REQUIREMENT:
Among the entries that follow, the required portion opens with the line containing "### What does this PR do?" and closes with the line containing "sleshchenko, line 14: is". Give that portion again exactly, and nothing else.

DATA RECORDS:
PR #317, opened 2021-03-11
using coputil

tinakurian:
### What does this PR do?
This PR replaces some of the functions in finalize.go with the equivalent functions found in github.com/redhat-cop/operator-utils/pkg/util

N/A
### Is it tested? How?
e2e-tests and unit tests were run

### DIFF
--- a/go.mod
+++ b/go.mod
@@ -11,6 +11,7 @@ require (
 	github.com/onsi/ginkgo v1.12.1
 	github.com/onsi/gomega v1.10.1
 	github.com/openshift/api v0.0.0-20200205133042-34f0ec8dab87
+	github.com/redhat-cop/operator-utils v0.1.0
 	github.com/stretchr/testify v1.6.1
 	go.uber.org/zap v1.16.0 // indirect
 	golang.org/x/lint v0.0.0-20191125180803-fdd1cda4f05f // indirect
--- a/controllers/workspace/devworkspace_controller.go
+++ b/controllers/workspace/devworkspace_controller.go
@@ -19,22 +19,20 @@ import (
 	"strings"
 	"time"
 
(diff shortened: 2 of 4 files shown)


go.mod
```diff
@@ -11,6 +11,7 @@ require (
 	github.com/onsi/ginkgo v1.12.1
 	github.com/onsi/gomega v1.10.1
 	github.com/openshift/api v0.0.0-20200205133042-34f0ec8dab87
+	github.com/redhat-cop/operator-utils v0.0.0-20190827162636-51e6b0c32776
```
sleshchenko, line 14: is it version from 2019?
Maybe better to depends on released v1.1.2 (Jan 30) https://github.com/redhat-cop/operator-utils/releases/tag/v1.1.2 ?

sleshchenko (approved):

ANSWER BOX:
### What does this PR do?
This PR replaces some of the functions in finalize.go with the equivalent functions found in github.com/redhat-cop/operator-utils/pkg/util

N/A
### Is it tested? How?
e2e-tests and unit tests were run

### DIFF
--- a/go.mod
+++ b/go.mod
@@ -11,6 +11,7 @@ require (
 	github.com/onsi/ginkgo v1.12.1
 	github.com/onsi/gomega v1.10.1
 	github.com/openshift/api v0.0.0-20200205133042-34f0ec8dab87
+	github.com/redhat-cop/operator-utils v0.1.0
 	github.com/stretchr/testify v1.6.1
 	go.uber.org/zap v1.16.0 // indirect
 	golang.org/x/lint v0.0.0-20191125180803-fdd1cda4f05f // indirect
--- a/controllers/workspace/devworkspace_controller.go
+++ b/controllers/workspace/devworkspace_controller.go
@@ -19,22 +19,20 @@ import (
 	"strings"
 	"time"
 
(diff shortened: 2 of 4 files shown)


go.mod
```diff
@@ -11,6 +11,7 @@ require (
 	github.com/onsi/ginkgo v1.12.1
 	github.com/onsi/gomega v1.10.1
 	github.com/openshift/api v0.0.0-20200205133042-34f0ec8dab87
+	github.com/redhat-cop/operator-utils v0.0.0-20190827162636-51e6b0c32776
```
sleshchenko, line 14: is it version from 2019?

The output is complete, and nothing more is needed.